Fusion Deals, A/B Notes and Pari Passu

Posted by George Blackburne on Mon, Mar 28, 2011

These Are All Important Terms in the CMBS Industry

You will recall that the term, "CMBS", is short for commercial mortgage-backed securities. CMBS loans are large commercial real estate loans that are originated by banks and conduits according to very strict, published guidelines. CMBS loans are usually secured by loans on the four basic food groups - multifamily buildings, office buildings, retail buildings, and industrial buildings.

CMBS loanWhen about $1 billion of new CMBS loans can be assembled, the loans are assigned to a trust. The trust then issues bonds (securities), backed by the commercial loans in the trust. These bonds are then sold by investment bankers, like Goldman Sachs or Morgan Stanley, to investors - like insurance companies, pension plans, and wealthy trusts.
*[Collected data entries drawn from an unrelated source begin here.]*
Issue #161, opened 2019-02-08
Add overflow to the inner div and fix employees table


aberonja:
- Overflow should be added to the inner div of content 
- Employees table should have text overflow fixed

PR #162, opened 2019-02-08
f-enhancement/gh-161-overflow-inner-div

aberonja:
Added inner content overflow auto, fixed employees table text overflow, removed unnecessary styled components

GH issue: #161


src/main/frontend/src/components/tabs/Tabs.js
```diff
@@ -1,22 +1,9 @@
...
-const TabList = styled.div`
-  display: flex;
-  flex-direction: row;
-  width: 100%;
-`;
-
 const Tabs = ({ activeTabIndex, data, handleTabClick }) => (
-  <TabsWrapper>
-    <TabList>
+  <div>
```
iscekic: Extra `div`?

src/main/frontend/src/components/employees/EmployeeInfo.js
```diff
@@ -2,67 +2,46 @@ import React from 'react';
...
-      <EmployeesAdditionalInfo>
-        <p>{jobTitle}</p>
-        <p>{email}</p>
-        <p>Years of Service: {yearsOfService}</p>
-        <Button title="View Profile" />
-      </EmployeesAdditionalInfo>
-    </EmployeeContainer>
+    <div className="align-items-center d-flex justify-content-between mb-3">
+      <EmployeesImage />
+      <TableRow width="15%">
```
iscekic: Would it be more clean to use `first-of-type`?

aberonja: It would, but this is actually second of type, and I'm not sure yet how this will look like, I've just made it like this for presentation purpose.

The banks and conduits, which originated the CMBS loans, get their money back, and the whole process starts all over.

The CMBS industry competes against life insurance companies for the largest and nicest commercial real estate loans in America. If you pick out any nice skyscraper or huge shopping center in America, you can bet that the property is financed by either a life insurance company or a CMBS loan.

The life insurance companies almost always win. Think of it this way. Jennifer Aniston was a lovely lady, but when Angelina Jolie set her sights on Brad Pitt, well ... Angelina got the man she wanted. It's the same thing in commercial real estate finance. CMBS loans have terrific terms, but if MetLife wants the loan on a particular power center, well ... MetLife will get the loan. Fortunately for the CMBS industry, life companies only have a limited appetite. They simply don't have enough dough to make every large commercial real estate loan in the country.

But wait a minute. Suppose a 30-year-old office tower in New York City has a $300 million balloon payment coming due. What if none of the large life companies wants to do the deal?  Could the CMBS industry handle a $300 million loan? After all, the typical CMBS offering is only on the order of $1.3 billion. That means a single loan could represent almost 25% of the entire CMBS offering. Yikes! Then think about an act of terrorism. Suppose terrorists blew up the building. The investors in that pool of CMBS loans would take an immense loss - far too large to be tolerable.

This is how the investment bankers handle big loans. First they started by taking a $70 million loan and splitting it into a $50 million "A-piece" and a $20 million "B-piece". The A-piece would obviously get paid before the B-piece. Only the $50 million A-piece would be added to the $1.3 billion CMBS offering, making that one large loan only around 4% of the total offering.  The $20 million B-piece would be sold to a private buyer. This kind of structure was called an A/B Note.

The problem with the A/B Note structure, however, was two-fold. First, it only worked on loans up to around $100 million. After that, the A-piece was simply too large to put into a single CMBS offering. Secondly, the B-piece was often hard or expensive to sell.

Therefore the investment banks came up with the concept of pari passu notes. Pari passu is Latin for "on equal footing." Issuers of commercial mortgage-backed securities began to split large loans into a series of smaller notes, each note being equally entitled to a pro rata share of any payments received. For example, a $200 million loan might be split into 5 pari passu notes of $40 million each, with each note going into a different CMBS offering. This worked well until the number of new CMBS offerings slowed dramatically after 2008.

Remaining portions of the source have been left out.